Your assignment:
Your answer should hold all lines of the entries that include the word "getTokenApprovalActionsForSpender".

=== Section Start ===

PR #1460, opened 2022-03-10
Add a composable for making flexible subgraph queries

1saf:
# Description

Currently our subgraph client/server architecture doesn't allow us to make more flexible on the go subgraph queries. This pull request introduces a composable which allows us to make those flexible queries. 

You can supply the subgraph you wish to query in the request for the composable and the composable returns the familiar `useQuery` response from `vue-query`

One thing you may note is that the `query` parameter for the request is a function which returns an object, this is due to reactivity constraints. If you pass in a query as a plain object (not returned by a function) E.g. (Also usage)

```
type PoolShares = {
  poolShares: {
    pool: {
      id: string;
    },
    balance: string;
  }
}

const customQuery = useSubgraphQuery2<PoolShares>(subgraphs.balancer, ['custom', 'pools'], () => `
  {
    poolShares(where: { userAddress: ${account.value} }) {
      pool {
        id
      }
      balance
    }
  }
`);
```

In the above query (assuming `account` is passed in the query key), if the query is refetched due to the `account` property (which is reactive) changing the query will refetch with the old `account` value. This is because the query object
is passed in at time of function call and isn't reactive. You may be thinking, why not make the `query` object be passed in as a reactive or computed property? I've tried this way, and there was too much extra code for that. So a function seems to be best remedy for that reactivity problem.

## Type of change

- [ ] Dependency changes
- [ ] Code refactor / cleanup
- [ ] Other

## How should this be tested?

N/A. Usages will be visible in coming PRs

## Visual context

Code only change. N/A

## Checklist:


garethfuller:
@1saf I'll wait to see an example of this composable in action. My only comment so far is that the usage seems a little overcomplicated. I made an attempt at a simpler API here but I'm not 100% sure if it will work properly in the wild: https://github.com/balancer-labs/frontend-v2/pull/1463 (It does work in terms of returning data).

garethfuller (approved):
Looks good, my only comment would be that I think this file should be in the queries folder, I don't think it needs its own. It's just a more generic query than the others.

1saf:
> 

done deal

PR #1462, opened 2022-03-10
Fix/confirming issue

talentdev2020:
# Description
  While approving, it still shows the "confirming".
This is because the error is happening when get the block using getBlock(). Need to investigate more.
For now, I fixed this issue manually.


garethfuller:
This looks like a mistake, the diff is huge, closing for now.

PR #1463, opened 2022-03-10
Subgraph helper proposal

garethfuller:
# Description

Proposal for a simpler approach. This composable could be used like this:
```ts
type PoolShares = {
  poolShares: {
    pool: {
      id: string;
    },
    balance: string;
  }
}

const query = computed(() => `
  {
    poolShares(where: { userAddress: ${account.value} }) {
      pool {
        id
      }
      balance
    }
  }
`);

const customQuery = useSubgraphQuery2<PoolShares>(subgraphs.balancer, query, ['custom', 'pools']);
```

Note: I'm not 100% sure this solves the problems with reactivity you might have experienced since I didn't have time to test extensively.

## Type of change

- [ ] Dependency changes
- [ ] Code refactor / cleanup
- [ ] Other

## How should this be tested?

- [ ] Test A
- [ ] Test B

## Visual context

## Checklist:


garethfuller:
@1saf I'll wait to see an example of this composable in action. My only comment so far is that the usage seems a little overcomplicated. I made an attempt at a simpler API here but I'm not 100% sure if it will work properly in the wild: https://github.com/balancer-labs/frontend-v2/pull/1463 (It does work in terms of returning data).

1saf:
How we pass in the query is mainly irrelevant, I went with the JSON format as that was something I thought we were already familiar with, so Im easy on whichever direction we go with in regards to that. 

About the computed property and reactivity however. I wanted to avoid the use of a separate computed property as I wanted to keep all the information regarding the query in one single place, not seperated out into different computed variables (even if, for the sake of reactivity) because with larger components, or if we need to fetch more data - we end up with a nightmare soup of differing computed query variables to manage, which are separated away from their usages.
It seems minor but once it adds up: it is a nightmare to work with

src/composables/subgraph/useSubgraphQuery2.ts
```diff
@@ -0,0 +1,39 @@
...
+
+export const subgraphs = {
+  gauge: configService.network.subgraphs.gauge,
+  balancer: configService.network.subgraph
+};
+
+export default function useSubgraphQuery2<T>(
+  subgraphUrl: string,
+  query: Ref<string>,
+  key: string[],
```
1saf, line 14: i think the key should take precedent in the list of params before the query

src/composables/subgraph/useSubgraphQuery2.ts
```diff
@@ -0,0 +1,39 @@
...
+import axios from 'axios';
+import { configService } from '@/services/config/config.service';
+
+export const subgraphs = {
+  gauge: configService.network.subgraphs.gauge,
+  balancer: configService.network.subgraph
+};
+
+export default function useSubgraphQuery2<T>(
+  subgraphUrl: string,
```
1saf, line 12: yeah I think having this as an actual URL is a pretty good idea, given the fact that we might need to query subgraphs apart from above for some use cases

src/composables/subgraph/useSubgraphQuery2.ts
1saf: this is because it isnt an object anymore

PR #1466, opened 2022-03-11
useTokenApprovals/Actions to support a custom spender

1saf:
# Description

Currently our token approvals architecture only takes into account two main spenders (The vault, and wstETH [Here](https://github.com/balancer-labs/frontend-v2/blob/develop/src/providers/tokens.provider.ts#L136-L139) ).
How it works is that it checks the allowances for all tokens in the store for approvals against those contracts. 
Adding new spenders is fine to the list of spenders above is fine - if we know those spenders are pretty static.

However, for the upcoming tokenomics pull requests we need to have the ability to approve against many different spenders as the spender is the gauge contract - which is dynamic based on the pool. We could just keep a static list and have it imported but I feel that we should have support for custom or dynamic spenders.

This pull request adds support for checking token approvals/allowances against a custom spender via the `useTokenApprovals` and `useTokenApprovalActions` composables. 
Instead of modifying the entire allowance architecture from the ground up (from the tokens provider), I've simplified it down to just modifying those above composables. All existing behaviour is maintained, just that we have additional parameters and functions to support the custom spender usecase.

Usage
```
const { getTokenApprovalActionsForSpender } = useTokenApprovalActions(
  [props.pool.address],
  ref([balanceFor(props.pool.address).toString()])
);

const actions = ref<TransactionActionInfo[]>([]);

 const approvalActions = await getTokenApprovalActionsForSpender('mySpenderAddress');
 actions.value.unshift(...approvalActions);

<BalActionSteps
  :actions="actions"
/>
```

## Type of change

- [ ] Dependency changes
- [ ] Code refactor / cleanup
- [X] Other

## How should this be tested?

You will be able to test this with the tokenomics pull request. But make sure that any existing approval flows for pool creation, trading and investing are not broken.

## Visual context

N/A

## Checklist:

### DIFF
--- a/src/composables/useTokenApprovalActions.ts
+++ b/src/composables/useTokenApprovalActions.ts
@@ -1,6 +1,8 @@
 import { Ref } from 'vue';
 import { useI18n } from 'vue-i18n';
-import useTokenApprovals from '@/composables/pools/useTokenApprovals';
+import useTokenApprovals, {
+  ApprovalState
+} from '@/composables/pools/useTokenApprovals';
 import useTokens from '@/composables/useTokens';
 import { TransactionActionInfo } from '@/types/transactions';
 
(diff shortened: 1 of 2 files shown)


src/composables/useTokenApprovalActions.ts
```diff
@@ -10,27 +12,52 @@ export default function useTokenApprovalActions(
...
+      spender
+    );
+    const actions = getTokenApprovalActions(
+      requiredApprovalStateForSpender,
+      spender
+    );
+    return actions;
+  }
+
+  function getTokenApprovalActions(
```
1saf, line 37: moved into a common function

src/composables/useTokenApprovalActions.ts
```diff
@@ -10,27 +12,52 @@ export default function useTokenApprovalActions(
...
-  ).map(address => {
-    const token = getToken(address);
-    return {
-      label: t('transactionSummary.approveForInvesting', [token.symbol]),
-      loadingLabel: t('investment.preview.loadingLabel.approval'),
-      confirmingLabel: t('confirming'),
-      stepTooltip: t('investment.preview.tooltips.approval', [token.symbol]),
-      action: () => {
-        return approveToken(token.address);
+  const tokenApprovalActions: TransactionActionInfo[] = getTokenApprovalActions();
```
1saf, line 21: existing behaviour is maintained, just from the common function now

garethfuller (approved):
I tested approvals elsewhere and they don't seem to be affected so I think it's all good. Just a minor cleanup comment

=== Section End ===
=== Section Start ===

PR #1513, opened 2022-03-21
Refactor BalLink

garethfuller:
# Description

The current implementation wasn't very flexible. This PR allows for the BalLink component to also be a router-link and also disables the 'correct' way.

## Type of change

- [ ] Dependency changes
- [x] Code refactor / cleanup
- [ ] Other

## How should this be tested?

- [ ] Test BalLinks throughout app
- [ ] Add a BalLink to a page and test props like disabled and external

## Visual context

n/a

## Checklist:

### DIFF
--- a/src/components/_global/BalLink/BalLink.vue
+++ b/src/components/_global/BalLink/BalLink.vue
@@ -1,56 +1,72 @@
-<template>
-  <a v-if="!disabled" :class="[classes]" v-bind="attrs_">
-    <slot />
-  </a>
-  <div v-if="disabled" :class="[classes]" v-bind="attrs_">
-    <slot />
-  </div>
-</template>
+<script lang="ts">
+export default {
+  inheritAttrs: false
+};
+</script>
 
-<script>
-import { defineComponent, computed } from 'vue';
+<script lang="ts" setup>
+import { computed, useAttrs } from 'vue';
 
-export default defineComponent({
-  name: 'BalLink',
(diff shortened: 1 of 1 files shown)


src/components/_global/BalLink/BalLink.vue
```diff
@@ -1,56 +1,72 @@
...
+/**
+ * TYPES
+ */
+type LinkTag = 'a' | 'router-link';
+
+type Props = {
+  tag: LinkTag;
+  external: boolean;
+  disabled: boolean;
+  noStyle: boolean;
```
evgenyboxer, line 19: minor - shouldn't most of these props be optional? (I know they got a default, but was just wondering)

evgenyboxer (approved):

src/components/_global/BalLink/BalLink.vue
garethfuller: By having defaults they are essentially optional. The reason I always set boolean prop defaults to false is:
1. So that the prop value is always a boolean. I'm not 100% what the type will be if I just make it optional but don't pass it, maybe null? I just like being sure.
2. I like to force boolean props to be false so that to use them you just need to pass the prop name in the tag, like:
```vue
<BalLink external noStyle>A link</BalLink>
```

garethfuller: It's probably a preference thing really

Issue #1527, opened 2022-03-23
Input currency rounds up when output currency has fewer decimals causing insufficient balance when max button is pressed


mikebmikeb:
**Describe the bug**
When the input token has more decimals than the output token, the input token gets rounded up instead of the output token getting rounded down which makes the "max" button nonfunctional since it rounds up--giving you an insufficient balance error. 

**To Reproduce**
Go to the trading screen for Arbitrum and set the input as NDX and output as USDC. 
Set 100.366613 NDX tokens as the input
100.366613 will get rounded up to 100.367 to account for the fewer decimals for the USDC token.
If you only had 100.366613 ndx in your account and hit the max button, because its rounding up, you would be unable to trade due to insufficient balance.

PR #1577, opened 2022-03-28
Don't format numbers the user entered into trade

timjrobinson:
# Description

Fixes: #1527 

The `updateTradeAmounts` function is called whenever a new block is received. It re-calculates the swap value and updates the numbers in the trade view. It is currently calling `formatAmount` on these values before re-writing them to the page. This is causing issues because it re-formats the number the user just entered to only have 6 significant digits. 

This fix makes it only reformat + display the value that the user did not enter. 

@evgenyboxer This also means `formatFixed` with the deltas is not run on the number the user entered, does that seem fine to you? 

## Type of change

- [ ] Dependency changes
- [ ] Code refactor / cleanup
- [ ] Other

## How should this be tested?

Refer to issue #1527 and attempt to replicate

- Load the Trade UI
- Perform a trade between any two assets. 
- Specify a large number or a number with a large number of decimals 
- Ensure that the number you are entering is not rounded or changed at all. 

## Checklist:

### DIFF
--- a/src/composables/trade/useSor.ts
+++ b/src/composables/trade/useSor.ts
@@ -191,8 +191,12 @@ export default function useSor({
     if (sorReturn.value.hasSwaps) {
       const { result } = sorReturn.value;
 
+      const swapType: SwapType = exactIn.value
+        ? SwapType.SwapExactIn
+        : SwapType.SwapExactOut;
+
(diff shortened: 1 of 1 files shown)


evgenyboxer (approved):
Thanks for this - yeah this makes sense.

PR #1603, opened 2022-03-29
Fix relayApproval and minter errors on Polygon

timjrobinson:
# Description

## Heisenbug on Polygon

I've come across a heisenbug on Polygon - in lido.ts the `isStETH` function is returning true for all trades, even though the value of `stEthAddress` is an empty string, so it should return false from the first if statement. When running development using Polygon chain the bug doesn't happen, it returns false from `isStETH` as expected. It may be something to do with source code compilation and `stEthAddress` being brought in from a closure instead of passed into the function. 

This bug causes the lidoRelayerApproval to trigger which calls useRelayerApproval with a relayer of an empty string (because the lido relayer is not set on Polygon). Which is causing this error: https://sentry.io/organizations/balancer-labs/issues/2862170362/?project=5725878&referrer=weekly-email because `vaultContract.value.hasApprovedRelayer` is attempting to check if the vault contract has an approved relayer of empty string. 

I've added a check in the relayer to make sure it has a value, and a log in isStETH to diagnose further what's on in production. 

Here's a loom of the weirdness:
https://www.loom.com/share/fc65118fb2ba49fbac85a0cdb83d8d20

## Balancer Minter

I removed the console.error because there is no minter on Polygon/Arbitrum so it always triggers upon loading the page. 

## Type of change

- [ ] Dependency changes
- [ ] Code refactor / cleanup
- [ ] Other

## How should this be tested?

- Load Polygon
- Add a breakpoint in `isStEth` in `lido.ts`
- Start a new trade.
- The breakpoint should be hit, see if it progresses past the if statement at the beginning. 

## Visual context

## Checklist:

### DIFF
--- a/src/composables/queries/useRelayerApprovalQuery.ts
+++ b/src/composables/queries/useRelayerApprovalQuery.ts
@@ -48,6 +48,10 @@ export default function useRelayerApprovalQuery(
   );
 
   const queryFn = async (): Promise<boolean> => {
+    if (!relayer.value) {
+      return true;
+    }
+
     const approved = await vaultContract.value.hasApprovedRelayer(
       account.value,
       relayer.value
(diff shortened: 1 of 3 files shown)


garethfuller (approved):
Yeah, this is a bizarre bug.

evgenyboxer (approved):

=== Section End ===

Exercise answer:
const { getTokenApprovalActionsForSpender } = useTokenApprovalActions(
 const approvalActions = await getTokenApprovalActionsForSpender('mySpenderAddress');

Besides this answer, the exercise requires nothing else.